Search the lines of the records for the word "ones", and copy every line that has it.

(Saved entries)
+ + + + +

Issue #983, opened 2023-02-23
Add init container list to pod details view


joaquimrocha:
Somehow we're not showing the [init containers](https://kubernetes.io/docs/concepts/workloads/pods/init-containers/) list in the pod details view.

We should show the init containers under the regular ones in that view. If there are no init containers set up, they should however, not show up.

joaquimrocha:
Already in 0.16.0

PR #1007, opened 2023-03-13
frontend init-containers: Includes init containers to pod containers

vyncent-t:
For issue #983 

Creates an additional field for Init containers under the regular containers when in the pod view.

image

### DIFF
--- a/frontend/src/components/common/Resource/Resource.tsx
+++ b/frontend/src/components/common/Resource/Resource.tsx
@@ -739,6 +739,10 @@ export function ContainersSection(props: { resource: KubeObjectInterface | null 
     return containers;
   }
 
+  function getInitContainers() {
+    return resource?.spec?.initContainers || [];
+  }
+
   function getStatuses() {
     if (!resource || resource.kind !== 'Pod') {
       return {};
@@ -757,6 +761,7 @@ export function ContainersSection(props: { resource: KubeObjectInterface | null 
   }
 
   const containers = getContainers();
+  const initContainers = getInitContainers();
   const statuses = getStatuses();
   const numContainers = containers.length;
 
@@ -780,6 +785,21 @@ export function ContainersSection(props: { resource: KubeObjectInterface | null 
           ))
         )}
       </>
+
+      {initContainers.length > 0 && (
+        <>
+          <SectionBox title={t('resource|Init Containers')} />
+          {initContainers.map((initContainer: KubeContainer, i: number) => (
+            <SectionBox key={`init_container_${i}`} outterBoxProps={{ pt: 1 }}>
+              <ContainerInfo
+                resource={resource}
+                container={initContainer}
+                status={statuses[initContainer.name]}
+              />
+            </SectionBox>
+          ))}
+        </>
+      )}
     </>
   );
 }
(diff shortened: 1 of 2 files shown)


frontend/src/components/common/Resource/Resource.tsx
```diff
@@ -739,6 +739,20 @@ export function ContainersSection(props: { resource: KubeObjectInterface | null
...
+      return [];
+    }
+
+    let initContainers: KubeContainer[] = [];
+
+    if (resource.spec.initContainers) {
+      initContainers = resource.spec.initContainers;
+    }
+
+    return initContainers;
```
joaquimrocha, line 753: I think this can be simplified with `return resource?.spec?.initContainers || [];`

frontend/src/components/common/Resource/Resource.tsx
```diff
@@ -780,6 +795,25 @@ export function ContainersSection(props: { resource: KubeObjectInterface | null
...
         )}
       </>
+
+      {!initContainers ? (
+        <SectionBox>
+          <Empty>{t('resource|No data to be shown.')}</Empty>
+        </SectionBox>
+      ) : (
+        <>
+          <SectionBox title={t(`resource| Init Containers`)} />
```
joaquimrocha, line 805: The namespace separator (`|`) shouldn't have spaces around it.

frontend/src/components/common/Resource/Resource.tsx
```diff
@@ -780,6 +795,25 @@ export function ContainersSection(props: { resource: KubeObjectInterface | null
...
+          {initContainers.map((initContainer: any, i: number) => (
+            <SectionBox key={i} outterBoxProps={{ pt: 1 }}>
```
joaquimrocha, line 807: I know you just used what's written for the regular containers, but the `key` should be textual, so `key={`init_container_${i}`}` is better; and `initContainer` should have the proper type (`KubeContainer` I think).

joaquimrocha: Feel free to also modify the regular container's key+type in a different commit if you want.

joaquimrocha (changes requested):
Left some comments in the code.
Also, the commit title shouldn't have `init containers` in the prefix, just frontend is enough.

If you want to reuse the exact same code, you could also pass an "isInit" property to the `ContainersSection`, and then add a second `<ContainerSection isInit={true}...`.

vyncent-t:
[x] updated the build snapshots
[x] commit title edit
[x] simplified with return resource?.spec?.initContainers || []
[x] namespace separator (|) shouldn't have spaces around it
[x] contextual edits

- left the original context container as is, will change with another commit as mentioned

frontend/src/components/common/Resource/Resource.tsx
```diff
@@ -780,6 +785,25 @@ export function ContainersSection(props: { resource: KubeObjectInterface | null
           ))
         )}
       </>
+
+      {initContainers.length === 0 ? (
+        <SectionBox>
+          <Empty>{t('resource|No data to be shown.')}</Empty>
+        </SectionBox>
```
joaquimrocha, line 792: We should not display anything if there are no initContainers.

frontend/src/components/common/Resource/Resource.tsx
```diff
@@ -780,6 +785,25 @@ export function ContainersSection(props: { resource: KubeObjectInterface | null
...
+      ) : (
+        <>
+          <SectionBox title={t(`resource|Init Containers`)} />
```
joaquimrocha, line 795: Please use single quotes here.

joaquimrocha (changes requested):

joaquimrocha (approved):

PR #1009, opened 2023-03-14
Add ability to remove clusters

yolossn:


frontend/src/components/cluster/Chooser.tsx
```diff
@@ -446,7 +453,7 @@ function Chooser(props: ClusterDialogProps) {
         ) : (
           <ClusterList clusters={clusterList} onButtonClick={handleButtonClick} />
         )}
-        {helpers.isElectron() ? (
+        {helpers.isElectron() || helpers.isDevMode() ? (
```
joaquimrocha, line 456: Ditto.

frontend/src/components/cluster/ManageClusters.tsx
```diff
@@ -0,0 +1,128 @@
+import { DialogTitle } from '@material-ui/core';
```
joaquimrocha, line 1: Since there are some more complex UX decisions we need to make here (like: if we don't allow removing from the default kubeconfig, then users will be puzzled when they don't see certain clusters in the list for removal) and the UI needs to be refined, I have just realized that now that we have a cluster settings view, we could just add a "Remove Cluster" button to the bottom right of that view, which is a much less complex UX and allows us to unblock the "cluster addition" feature for this version.

joaquimrocha (changes requested):

frontend/src/components/cluster/ManageClusters.tsx
yolossn: Do you mean move the `Manage Cluster (pen)` Icon next to the settings?

joaquimrocha:
All looks good now. I have updated the last commit with just styling + confirmation button:
cluster settings showing the delete cluster option

PR #1020, opened 2023-03-15
Update i18n and some deps

joaquimrocha:
This PR is the same of #1010 without the last commit (since it Storybook breaks CI + make i18n yields empty strings in the English translation) and with the i18n updated to the best I could.


illume (approved):
👍 thanks

- I tried make run-frontend / run- backend locally against minikube, and it works in my limited testing.
- Didn't review the i18n text changes, but things still seem to work as far as I could see changing languages.
- I tried app-linux and "dist/Headlamp-0.15.0-linux-arm64.AppImage" and it seems to work with limited testing in WSL2 ubuntu 22.04.1 LTS. However, note the version in the produced filenames is wrong. (I guess this gets bumped in the release action... I'm not sure).
- There's a bug with the headlamp-server not being killed with "dist/Headlamp-0.15.0-linux-arm64.AppImage" generated with this branch. But also with the previous 0.14.0 release, so it's not a regression that should block this release IMHO. It's also not related to this PR. For some reason killing it requires me to use sudo... weird.

joaquimrocha:
> * There's a bug with the headlamp-server not being killed with "dist/Headlamp-0.15.0-linux-arm64.AppImage" generated with this branch. But also with the previous 0.14.0 release, so it's not a regression that should block this release IMHO. It's also not related to this PR. For some reason killing it requires me to use sudo... weird.

I noticed this yesterday too. Somehow, if I enable the Headlamp addon in minikube, I get this headlamp-server process.
Santhosh couldn't reproduce it so I assumed this has to do with running minikube with the podman driver (are you using this driver?).
Also, it explains Headlamp not being able to kill it because it's a process started as root (whereas Headlamp runs as the normal user).

PR #1036, opened 2023-03-19
backend: Use client-go to generate tls

yolossn:
fixes:https://github.com/headlamp-k8s/headlamp/issues/961


joaquimrocha:
5 lines in, 57 out in one patch. Love it.
Also tested and it works the same as the current backend AFAICS.

joaquimrocha (approved):

PR #1039, opened 2023-03-20
frontend: Cache icons for airgapped environment

lijianzhi01:
This is proposal for caching icons from iconify. Below requests will not be sent any more.
image

image

IconBundles.ts contains more icons than Headlamp used. So, Headlamp can remove those unnecessary icons.


joaquimrocha:
@illume , I think we only need the mdi ones. Let's take over this PR (I've already talked with Julian).

PR #1611, opened 2023-12-18
frontend: ResourceTable support hideColums

farodin91:


farodin91:
I don't think so, as i have no idea to provide infos from the view side. 

Isn't more change columns or add columns on all places for on type.

farodin91:
@joaquimrocha Any feedback? 

As far as i can tell, tableProcessors is should be used by plugins to enchance the columns.

farodin91:
@joaquimrocha the table processor can do all of this stuff. I need one which is not type specific, it must be view specific and this not possible as far as i understand, see https://github.com/headlamp-k8s/headlamp/blob/main/frontend/src/components/common/Resource/ResourceTable.tsx#L130. I could allow to add tableprocessor on definition, i thought that would to much changes.

illume:
> @joaquimrocha 
> The table processor can be used to process the columns, meaning they may insert/delete/change columns. I understand your change seems simple enough but I wonder if this property is too custom for the use-cases we have in a couple of components when it can easily be accomplished by just processing or modifying the columns data itself, as those components are doing.
> 
> Let me bring in a 3rd opinion: @illume WDYT?

Perhaps hideColumns is common enough to benefit from a specific property? Table processors are flexible, but are a lot to use/understand compared to just giving a list of columns to hide. An alternative for making it easier with table processor... would be to improve the docs with an example of implementing hideColumns with a table processor.


> @farodin91 
> @joaquimrocha the table processor can do all of this stuff. I need one which is not type specific, it must be view specific and this not possible as far as i understand, see https://github.com/headlamp-k8s/headlamp/blob/main/frontend/src/components/common/Resource/ResourceTable.tsx#L130. I could allow to add tableprocessor on definition, i thought that would to much changes.

Indeed.

That reminds me of something that might work for this... We do have an id available to a table processor id. This can be used to make the processor only apply to 'pods' table. See example of this:
https://github.com/headlamp-k8s/headlamp/blob/main/plugins/examples/tables/src/index.tsx#L58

+ + + + +

RESULT →
We should show the init containers under the regular ones in that view. If there are no init containers set up, they should however, not show up.
@illume , I think we only need the mdi ones. Let's take over this PR (I've already talked with Julian).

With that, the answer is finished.